┌──

PR #768, opened 2025-10-13
Typehints in core.py

IgnaceBleukx:
Start of typehinting implementation.

Currently stuck on defining the "is_any_list" type, `mypy` is complaining about a lot it seems...
Something that's quite annoying is that we have explicit checks for which type a certain argument has (e.g., is_bool or is_num), but mypy of course has no idea these functions check what they say they check... so it complains even tho we know it is correct (there are "ignore" tags but they seem cumbersome)

### DIFF
--- a/cpmpy/solvers/TEMPLATE.py
+++ b/cpmpy/solvers/TEMPLATE.py
@@ -53,6 +53,7 @@ import warnings
 from packaging.version import Version
 
 from .solver_interface import SolverInterface, SolverStatus, ExitStatus, Callback
+from ..exceptions import NotSupportedError
 from ..expressions.core import Expression, Comparison, Operator
 from ..expressions.variables import _BoolVarImpl, NegBoolView, _IntVarImpl, _NumVarImpl
 from ..expressions.utils import is_num, is_any_list, is_boolexpr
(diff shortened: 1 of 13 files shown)


ThomSerg:
Using `typing.cast` we can give the required info to the static type checker. I included some small examples.
https://peps.python.org/pep-0484/#casts
It is an "empty function", so it will have a very very small performance impact.

Additionally, a lot of the code requires the args_list to be an "indexable", which `Collection` is not. The `Sequence` type would fix this (e.g. `NestedList = Sequence[Union[T, "NestedList[T]"]]`), but I believe this wouldn't allow for passing iterators. But doesn't seem to be a problem here, since we consume the iterator during construction (in the `Expression.__init__`).

In general I quite like this start.

tias:
OK so I went down the rabbit hole and now core is type hinted and everything is updated so that mypy runs without errors on the whole repo (except for a duplicate file, to be excluded?)

I refound my appreciation for typing, I think it found some bugs along the way (e.g. the xor with consts). Also peculiarities from design choices from the earliest days; e.g. what is stored in the args of an expression.

For the latter, I was going to write that its not worth trying to fix any of that, but then the issue on the runtime came in and so now I am considering to clean up Expression, e.g. that it would be a simple container where args is tuple[Any, ...] and its constructor does nothing, the subclasses have to; and then we can store numpy arrays in it directly, which should also easy type checking some arguments (e.g. for table, maybe even wsum).

None of that should be in this already mega PR though.

It would be good to have it in as one of the next ones, as it might be tedious to rebase every time.

PR #774, opened 2025-10-17
Skip solver specific example test when solver not installed

ThomSerg:
Some of the examples which are included in our test set target very specific solver backends, different from the default OR-Tools. Whilst not an issue on the GitHub runner (since these solvers get installed in the runner), these tests will fail on a brand new install. I'm of the opinion that all tests should pass with the default minimal install. So I made these tests optional, adding the mechanism to define which examples require which specific solvers and skip those examples when that solver is not available.

P.S. Apologies for the typo in the branch, might cause some confusion when trying to checkout the code and the branch does not seem to exist.

### DIFF
--- a/setup.py
+++ b/setup.py
@@ -51,7 +51,7 @@ setup(
     zip_safe=False,
     install_requires=[
         'ortools>=9.9',
-        'numpy>=1.5',
+        'numpy>=1.5,<2',
         'setuptools',
     ],
     extras_require={


tests/test_examples.py
```diff
@@ -59,6 +65,13 @@ def test_example(solver, example):
         return pytest.skip(reason=f"exclude {example} for {solver}, too slow or solver-specific")
     if solver == 'minizinc' and any(x in example for x in SKIP_MZN):
         return pytest.skip(reason=f"exclude {example} for {solver}, too slow or solver-specific")
+    # Skip solver specific tests for which the solver is not installed
+    for skip_name in _SOLVER_SPECIFIC_EXAMPLES_REVERSE.keys():
```
IgnaceBleukx, line 69: Hmm I find `skip_name` unintuitive, maybe just `example_name`?

PR #775, opened 2025-10-19
Update solve and solveAll with typehints

### LINKED ISSUE #745: GCS float time limit
Our `.solve()` interface across all different backend solvers promises support for float `time_limit`. GCS only supports `int`s.

Captured by `tests/test_solverinterface.py:test_time_limit`

```console
E       TypeError: solve(): incompatible function arguments. The following argument types are supported:
E           1. (self: gcspy.GCS, all_solutions: bool = True, timeout: Optional[int] = None, solution_limit: Optional[int] = None, callback: Optional[Callable[[dict[str, int]], None]] = None, prove: bool = False, proof_name: Optional[str] = None, proof_location: Optional[str] = None) -> dict[str, int]
E       
E       Invoked with: <gcspy.GCS object at 0x7f5b2711ffb0>; kwargs: all_solutions=False, timeout=1.0, callback=None, prove=False, proof_name=None, proof_location='.'
```

IgnaceBleukx:
Update the function headers of `solve` and `solveAll` with type hints for the time_limit argument.

Something weird was the `def solve()` function of the superclass, it has some weird `model` argument which did not make any sense to me; according to git blame it has been there since 2021.

Also fixes #745 (new version of gcs)

### DIFF
--- a/cpmpy/solvers/hexaly.py
+++ b/cpmpy/solvers/hexaly.py
@@ -40,12 +40,13 @@
 """
 
 from typing import Optional, List
+import time
 
 from .solver_interface import SolverInterface, SolverStatus, ExitStatus, Callback
 from ..expressions.core import Expression, Comparison, Operator, BoolVal
 from ..expressions.globalconstraints import GlobalConstraint, GlobalFunction, DirectConstraint
 from ..expressions.variables import _BoolVarImpl, NegBoolView, _IntVarImpl, _NumVarImpl
-from ..expressions.utils import is_num, is_any_list, eval_comparison, flatlist
+from ..expressions.utils import argval, argvals, is_num, is_any_list, eval_comparison, flatlist
 from ..transformations.get_variables import get_variables
 from ..transformations.normalize import toplevel_list
 from ..transformations.decompose_global import decompose_in_tree, decompose_objective
@@ -118,7 +119,7 @@ class CPM_hexaly(SolverInterface):
     def native_model(self):
         return self.hex_model
 
-    def solve(self, time_limit:Optional[float]=None, **kwargs):
+    def solve(self, time_limit:Optional[float]=None, solution_callback=None, **kwargs):
         """
             Call the Hexaly solver
 
@@ -147,17 +148,26 @@ class CPM_hexaly(SolverInterface):
 
         # set solver parameters
         for arg, val in kwargs.items():
-            setattr(self.hex_solver, arg, val)
+            setattr(self.hex_solver.param, arg, val)
 
         if self.is_satisfaction: # set dummy objective for satisfaction problems
             self.hex_model.add_objective(0, HxObjectiveDirection.MINIMIZE)
 
+        # register solution callback
+        if solution_callback is not None:
+            from hexaly.optimizer import HxCallbackType
+            self.hex_solver.add_callback(HxCallbackType.TIME_TICKED, solution_callback)
+        
         # new status, translate runtime
         self.hex_model.close() # model must be closed
         self.hex_solver.solve()
         self.hex_sol = self.hex_solver.get_solution()
         self.cpm_status = SolverStatus(self.name)
         self.cpm_status.runtime = self.hex_solver.statistics.running_time # wallclock time in (float) seconds
+
+        # unregister solution callback
+        if solution_callback is not None:
+            self.hex_solver.remove_callback(HxCallbackType.TIME_TICKED, solution_callback)
 
         # Translate solver exit status to CPMpy exit status
         # CSP:                         COP:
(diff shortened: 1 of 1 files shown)


Dimosts (changes requested):
Why only time_limit and not e.g. also solution_limit? I suggest that we should do all that w can in the PR.

cpmpy/solvers/choco.py
```diff
@@ -230,7 +230,7 @@ def solve(self, time_limit=None, **kwargs):
 
         return has_sol
 
-    def solveAll(self, display=None, time_limit=None, solution_limit=None, call_from_model=False, **kwargs):
+    def solveAll(self, display=None, time_limit:Optional[float]=None, solution_limit:Optional[int]=None, call_from_model=False, **kwargs):
```
ThomSerg: The type hint for `display` can be `Optional[Expression|list[Expression]|callable]`

cpmpy/solvers/gcs.py
```diff
@@ -95,6 +95,7 @@ def supported():
         # try to import the package
         try:
             import gcspy
+            pkg_resources.require("gcspy>=0.1.8")
```
ThomSerg: Probably to a separate PR? I will steal this one for the "solver version pinning" commit.

cpmpy/solvers/gcs.py
```diff
@@ -250,7 +251,7 @@ def solve(self, time_limit=None, prove=False, proof_name=None, proof_location=".
             
         return has_sol
 
-    def solveAll(self, time_limit=None, display=None, solution_limit=None, call_from_model=False, 
+    def solveAll(self, time_limit:Optional[float]=None, display=None, solution_limit:Optional[int]=None, call_from_model=False,
                  prove=False, proof_name=None, proof_location=".", verify=False, verify_time_limit=None, veripb_args = [], 
                  display_verifier_output=True, **kwargs):
```
ThomSerg:
```python
def solve(self, time_limit:Optional[float]=None, prove:bool=False, proof_name:Optional[str]=None, proof_location:str=".",
              verify:bool=False, verify_time_limit:Optional[float]=None, veripb_args:List[str]=[], display_verifier_output:bool=True, **kwargs):
```

Especially for the optional strings add some hints? Like `proof_name`.

cpmpy/solvers/gurobi.py
```diff
@@ -151,7 +151,7 @@ def native_model(self):
         return self.grb_model
 
 
-    def solve(self, time_limit=None, solution_callback=None, **kwargs):
+    def solve(self, time_limit:Optional[float]=None, solution_callback=None, **kwargs):
```
ThomSerg, line 157: Hmm, `solution_callback` is not even mentioned in the docstring.

cpmpy/solvers/pysat.py
```diff
@@ -491,6 +491,7 @@ def solution_hint(self, cpm_vars, vals):
         cpm_vars = flatlist(cpm_vars)
         vals = flatlist(vals)
         assert (len(cpm_vars) == len(vals)), "Variables and values must have the same size for hinting"
+        assert all(var.is_bool() for var in cpm_vars), "PySAT interface currently only supports Boolean variables in solution hint"
```
ThomSerg, line 504: Maybe temporarily add this to the docstring so it ends up in the documentation?

cpmpy/solvers/solver_interface.py
```diff
@@ -138,19 +139,12 @@ def objective(self, expr, minimize):
...
-            Build the CPMpy model into solver-supported model ready for solving
-            and returns the answer (True/False/objective.value())
+            Call the underlying solver.
 
             Overwrites self.cpm_status
 
-            :param model: CPMpy model to be parsed.
-            :type model: Model
-
-            :param time_limit: optional, time limit in seconds
```
ThomSerg, line 153: Why also remove this one?

cpmpy/solvers/gcs.py
ThomSerg: Also is this the version change where GCS supports float time limits?

cpmpy/solvers/choco.py
ThomSerg: Not sure if we want such verbose type hints

cpmpy/solvers/gurobi.py
ThomSerg: Not that it should be fixed here, just noticed it to be missing.

ThomSerg (commented):
Some small comments

cpmpy/solvers/gcs.py
IgnaceBleukx: Yes that's indeed the version where GCS started to allow for float time limits.
It was still in the "old" style of checking the version, I've updated it now. To me this is not version "pinning" yet, as it just requires a minimum version (similar to exact and pumpkin)

cpmpy/solvers/gurobi.py
IgnaceBleukx: It's a minor change, I'll just add it here

cpmpy/solvers/solver_interface.py
IgnaceBleukx: Woops that was too fast indeed, updated it

cpmpy/solvers/choco.py
IgnaceBleukx: I think it's a bit too verbose if we add this too... It's clear from the docstring imho

hbierlee: I believe the type hints are actually inheritted, so we (thankfully) do not have to duplicate them across all the solvers:

```py
class A:
    def x(self, y: int):
        pass


class B(A):
    pass


import typing

print(typing.get_type_hints(A().x))
print(typing.get_type_hints(B().x))
```

Prints

```
{'y': <class 'int'>}
{'y': <class 'int'>}
```

hbierlee: As discussed internally, complex types can be captured in type aliases, and I think the more complex the argument, the more useful the typing becomes. So I'd be in favour of adding this type hint for display (plus, I've had a lot of trouble with figuring out what exactly to pass to display..)

cpmpy/solvers/choco.py
```diff
@@ -152,7 +152,7 @@ def native_model(self):
         """
         return self.chc_model
 
-    def solve(self, time_limit=None, **kwargs):
+    def solve(self, time_limit: Optional[float]=None, **kwargs):
```
hbierlee, line 164: Apparently, modern (3.10) python type hints for optional use: `time_limit: float | None = None` (see https://stackoverflow.com/a/51710151)

cpmpy/solvers/choco.py
hbierlee: (for me, the point of type hints is not to have them everywhere in the code, it's for the type checkers/documentation/tests to pick them up; you may want to double-check that the docs pick this up, though, there is some confusion online on whether the type hints are inherited)

cpmpy/solvers/choco.py
hbierlee: (just checked.. I guess cpmpy supports 3.8/3.9 still. Although I thought we dropped 3.8? And also, as we discussed, 3.9 is end-of-life anyway (https://devguide.python.org/versions/). Unless we have specific users we cater for that use end-of-life, perhaps 10.0.0 is a good point to adopt the reasonable policy that only supported python versions are supported by cpmpy?)

tias (approved):
looks good to me, please keep the ball rolling

cpmpy/solvers/choco.py
IgnaceBleukx: So the documtation does not inherit the types, if you override the function and don't explicitely re-add the type hints... (which kinda makes sense anyway).

So we do need to repeat it everywhere

cpmpy/solvers/choco.py
IgnaceBleukx: I find the Optional-syntax to be more explicit

cpmpy/solvers/choco.py
IgnaceBleukx: I added this as a typehint, to all solvers now

IgnaceBleukx:
Assuming the tests pass, I think this can be merged now

PR #777, opened 2025-10-23
Sudoku variant examples 2

OrestisLomis:
PR for the sudoku variants I made some time ago. I tried some of these with LLMs as well and they quite difficult so perhaps interesting as projects for the course as well? I also noticed a small mistake in the chess recognition example.


examples/chess-recognition.py
```diff
@@ -119,17 +119,11 @@ def softmax(vector):
     (Count(board[7], p) == 0),
     (Count(board[7], P) == 0),
     # The number of pieces of each piece type without promotion
-    ((Count(board, p) == 8) | (Count(board, P) == 8)).implies(
-        (Count(board, b) <= 2) &
-        (Count(board, r) <= 2) &
-        (Count(board, n) <= 2) &
-        (Count(board, q) <= 1)
+    (
+        (Count(board, b) + Count(board, r) + Count(board, n) + Count(board, q) <= 2+2+1+1 + 8-Count(board, p))
```
hbierlee, line 123: fine for me to include in this PR, but normally this could be split up in separate PRs (although it's a little more effort)

hbierlee: i'd update the comment to reflect the new/fixed constraint

examples/sudoku_chaos_killer.py
```diff
@@ -0,0 +1,119 @@
+import cpmpy as cp
+import numpy as np
+import time
+
+# This CPMpy example solves a sudoku by KNT, which can be found on https://logic-masters.de/Raetselportal/Raetsel/zeigen.php?id=0009KE
```
hbierlee: if there's a copy-paste description, you could add it. These comments can become nice parts of the documentation if you add them as doc-strings at the top of the module/file (see e.g. chess-recognition)

examples/sudoku_chaos_killer.py
```diff
@@ -0,0 +1,119 @@
...
+# sudoku cells
+cell_values = cp.intvar(1,SIZE, shape=(SIZE,SIZE))
+# decision variables for the regions
+cell_regions = cp.intvar(1,SIZE, shape=(SIZE,SIZE))
+# regions cardinals
+region_cardinals = cp.intvar(1,SIZE, shape=(SIZE,SIZE))
+
+
+def killer_cage(idxs, values, regions, total):
+    # the sum of the cells in the cage must equal the total
```
hbierlee: I can recommend getting in the habit to make these comments also into doc-strings

examples/sudoku_variants/sudoku_chaos_killer.py
```diff
@@ -0,0 +1,119 @@
...
+cell_regions = cp.intvar(1,SIZE, shape=(SIZE,SIZE))
+# regions cardinals
+region_cardinals = cp.intvar(1,SIZE, shape=(SIZE,SIZE))
+
+
+def killer_cage(idxs, values, regions, total):
+    # the sum of the cells in the cage must equal the total
+    # all cells in the cage must be in the same region
+    constraints = []
+    constraints.append(cp.sum([values[r, c] for r,c in idxs]) == total)
```
hbierlee, line 41: just for fun, I've been trying more numpy-type features lately. Could this become `cp.sum(values[idxs]) == total`?

examples/sudoku_chaos_killer.py
```diff
@@ -0,0 +1,119 @@
...
+m += cell_regions[SIZE-1, SIZE-1] == SIZE
+
+sol = m.solve()
+
+print("The solution is:")
+print(cell_values.value())
+print("The regions are:")
+print(cell_regions.value())
+print("The region cardinals are:")
+print(region_cardinals.value())
```
hbierlee: for all of these, a good assert is to add the (unique?) solution at the bottom, and check that value matches it. that way, constraints can be simply changed/improved and you immediately know whether the solution is still correct.

examples/sudoku_schrodingers_rat.py
```diff
@@ -0,0 +1,347 @@
...
+        for c in range(path.shape[0]):
+            neighbours = get_reachable_neighbours(r, c)
+            non_emitter_neighbours = [n for n in neighbours if tuple(n) not in EMITTERS]
+            emitter_neighbours = [n for n in neighbours if tuple(n) in EMITTERS]
+            if (r,c) == (2,8):
+                # The path starts on emitter. It doesn't have any previous cells so the first 3 vectors in the sequence must be fully -1. As for the the last 3, they are taken from the neighbour. Vice versa also applies.
+                constraints.append(cp.all([cp.all(sequence[r,c,:3].flatten() == -1)]))
+                constraints.append(cp.any([cp.all([path[nr,nc] == 2, sequence[r,c,3,0] == cells[nr,nc], sequence[r,c,4,0] == nr, sequence[r,c,5,0] == nc, cp.all(sequence[r,c,3,1:] == sequence[nr,nc,3,:19]), cp.all(sequence[r,c,4,1:] == sequence[nr,nc,4,:19]), cp.all(sequence[r,c,5,1:] == sequence[nr,nc,5,:19]), sequence[nr,nc,0,0] == cells[r,c], sequence[nr,nc,1,0] == r, sequence[nr,nc,2,0] == c, cp.all(sequence[nr,nc,0,1:] == sequence[r,c,0,:19]), cp.all(sequence[nr,nc,1,1:] == sequence[r,c,1,:19]), cp.all(sequence[nr,nc,2,1:] == sequence[r,c,2,:19])]) for nr, nc in neighbours]))
```
hbierlee: if these things represent some kind of path, could this path be kept in a separate data structure to make this somewhat more insightfull?

Other way to make this somewhat more readable is to use an auto-formatter like `ruff` on just this files. It will introduce a lot of newlines, but it will be much easier to read and edit.

examples/sudoku_schrodingers_rat.py
```diff
@@ -0,0 +1,347 @@
+import time
+import cpmpy as cp
+import numpy as np
+
+from cpmpy.tools.explain import optimal_mus, mus
```
hbierlee: unused imports?

hbierlee (commented):
Main thoughts:

- [ ] Obviously, I'm not checking the constraints in depth. But if there is a unique solution, adding an assert will convince me that it's correct.
- [ ] Plus, if solved in <5 seconds, can these examples tested by test_examples?
- [ ] CI is failing still
- [ ] Also I think you meant to request me for review, not assign me. The assigned person is the one doing the coding.

examples/sudoku_variants/sudoku_chaos_killer.py
OrestisLomis: that doesn't work, I think something along the lines `cp.sum(values[list(zip(*idxs))) == total` should work, although the last time I did that the CI complained about the * operator, because it was introduced quite recently, so I'm not gonna attempt to make this magic work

└──

Take the lines from the top of the data through the one that contains "Currently stuck on" and copy them exactly, leaving out every line after it.

PR #768, opened 2025-10-13
Typehints in core.py

IgnaceBleukx:
Start of typehinting implementation.

Currently stuck on defining the "is_any_list" type, `mypy` is complaining about a lot it seems...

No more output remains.